◆ **ABOUT THIS TASK**
The lines below starting at the line containing "branches off here)" and ending at the line containing "full builds at" are to be repeated exactly, with both ends kept and nothing else added.

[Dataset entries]
================
PR #237, opened 2026-07-20
fix: stop migrate service from running a full Next.js build

### LINKED ISSUE #206: [Fix] Stop migrate service from running a full Next.js build
### Description
The Dockerfile builds `migrate` `FROM builder AS migrator`, so the `migrate` service goes through the entire `pnpm run build` (full Next.js/webpack compile) just to get the Prisma CLI, generated client, `schema.prisma`, and `migrations/`. Docker Compose builds `web` and `migrate` concurrently by default (BuildKit parallelizes independent targets), so for a chunk of every deploy there are two full Next.js production builds running at once — likely the single biggest contributor to a build-time memory-pressure incident on 2026-07-18. `NODE_OPTIONS="--max-old-space-size=2048"` is already set per build process, so two concurrent builds can approach ~4GB+ before anything else is counted.

### Why
We're a non-profit running the app, DB, and Coolify itself on one VPS — a recurring memory-pressure incident is a cost problem as much as a reliability one: the two ways out are "stop doing the wasteful thing" (free) or "provision more RAM" (recurring monthly cost). This fixes the actual cause for free.

### How
Restructure the Dockerfile so `migrate` branches off the `builder` stage **before** `pnpm run build` (right after `prisma generate`), instead of reusing the full post-build `builder` stage. `migrate` never touches `.next/` or webpack output, so this needs no functional trade-off — should cut build-time memory pressure roughly in half (one real Next.js build instead of two) and speed up deploys.

### Dependencies
None directly, but touches the same Dockerfile stages as the pnpm cache-mount issue (#205) — worth sequencing together or in the same PR.

david-fs-valente:
`migrate` reused the full post-build `builder` stage just to get the Prisma CLI/schema/migrations, so every deploy ran two full Next.js builds concurrently (web + migrate) — a real build-time memory-pressure incident. Split `builder` into a lean prisma-only stage (`migrator` branches off here, before the Next.js build) and `app-builder` (does the actual `next build`). Verified both `--target migrator` (no webpack step now) and `--target runner` (still builds correctly) with real `docker build` runs.

Note: this and #234 (#218, already open) both touch the `migrator`/`builder` stage boundary — whichever merges second will need a small conflict resolution.

Refs #206.

### DIFF
--- a/.github/workflows/ci.yml
+++ b/.github/workflows/ci.yml
@@ -30,3 +30,26 @@ jobs:
 
       - name: Lint
         run: pnpm lint
+
+  docker-migrator:
+    name: Docker migrator stage runs as non-root
+    runs-on: ubuntu-latest
+    steps:
+      - name: Checkout
+        uses: actions/checkout@v4
+
+      # Only builds the prisma-only `migrator` stage (no Next.js build), so
+      # this stays cheap. Building alone wouldn't catch a stage silently
+      # losing its USER instruction - `docker build` succeeds either way -
+      # so also run the image and assert the user, which is the actual
+      # regression this guards against (see Dockerfile's migrator stage).
+      - name: Build migrator stage
+        run: docker build --target migrator -t migrator-check .
+
+      - name: Verify migrator runs as a non-root user
+        run: |
+          user="$(docker run --rm --entrypoint whoami migrator-check)"
+          if [ "$user" != "nextjs" ]; then
+            echo "Expected migrator stage to run as 'nextjs', got '$user'" >&2
+            exit 1
+          fi
--- a/Dockerfile
+++ b/Dockerfile
@@ -30,7 +30,24 @@ FROM base AS builder
 WORKDIR /app
 COPY --from=deps /app/node_modules ./node_modules
 COPY --from=deps /app/package.json /app/pnpm-lock.yaml ./
+COPY prisma ./prisma
 
+# Only needs node_modules + the schema/migrations, not the rest of the app
+# source - deliberately kept minimal so `migrator` (which branches off here)
+# never pays for the Next.js build in `app-builder` below.
+RUN npx prisma generate
+
+# Standalone stage to apply pending migrations against DATABASE_URL before
+# the app starts. Branches off `builder` *before* the Next.js build below,
+# so `migrate` only pays for `prisma generate`, not a full webpack compile -
+# Docker Compose builds `web`/`migrate` concurrently, and two full builds at
+# once was a real build-time memory-pressure incident. See
+# docker-compose.app.yml's `migrate` service.
+FROM builder AS migrator
+USER nextjs
+CMD ["npx", "prisma", "migrate", "deploy"]
+
+FROM builder AS app-builder
 ARG NEXT_PUBLIC_SENTRY_DSN=""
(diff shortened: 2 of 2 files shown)


david-fs-valente:
## Blocking issues

**Rebase/conflict resolution will silently drop the non-root `migrate` fix.**

This branch's merge-base (`52e3552`) predates `dev`'s commit `751cc7e` ("fix: run Docker migrate stage as non-root"), which made two coordinated changes that this PR's new stage layout doesn't carry forward:

1. It moved the `addgroup`/`adduser` (creating the `nodejs`/`nextjs` user) up into the `base` stage specifically so it's available before `migrator` branches off — this PR's `base` stage still creates that user only down in `runner`.
2. It added `USER nextjs` before the `migrator` stage's `CMD` — this PR's new `migrator` stage (`FROM builder AS migrator`) has no `USER nextjs` line at all.

`gh pr view` already reports `mergeable: CONFLICTING` for this exact reason (both this PR and `dev` touch the `builder`/`migrator` boundary). The PR body flags a conflict with #234, but not this one. If the conflict is resolved by mechanically taking this branch's version of the Dockerfile, `migrate` goes back to running as root — silently undoing a recent, deliberate hardening fix, and CI won't catch it since nothing here builds/inspects the Docker image.

**Fix before merge:** rebase onto current `dev`, keep the `nodejs`/`nextjs` user creation in the `base` stage, and add `USER nextjs` before the `CMD` in the new (earlier-branching) `migrator` stage.

david-fs-valente:
## Non-blocking suggestions

- **Pre-existing redundancy in `app-builder`:** `COPY package.json package-lock.json* pnpm-lock.yaml* ./` re-copies files already present in `app-builder` via inheritance from `builder` (which copies `package.json`/`pnpm-lock.yaml` from the `deps` stage a few lines up). Not introduced by this PR and harmless, but since you're already touching this stage boundary it'd be a free cleanup.
- **No CI signal for Docker build regressions:** this class of bug (a stage losing `USER nextjs`) isn't caught by lint/typecheck/test — only by a real `docker build`, which the PR description says was done manually. A lightweight CI step that builds the `migrator` target (even just `docker build --target migrator .`) would catch this kind of regression automatically going forward. Optional, out of scope for this PR.

david-fs-valente:
## Re-review: previously-flagged issues resolved

Verified directly against the current PR head and current `dev` tip, not just the `mergeable` field:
================
◆ **RESPONSE TO THE TASK**
+# source - deliberately kept minimal so `migrator` (which branches off here)
+# never pays for the Next.js build in `app-builder` below.
+RUN npx prisma generate
+
+# Standalone stage to apply pending migrations against DATABASE_URL before
+# the app starts. Branches off `builder` *before* the Next.js build below,
+# so `migrate` only pays for `prisma generate`, not a full webpack compile -
+# Docker Compose builds `web`/`migrate` concurrently, and two full builds at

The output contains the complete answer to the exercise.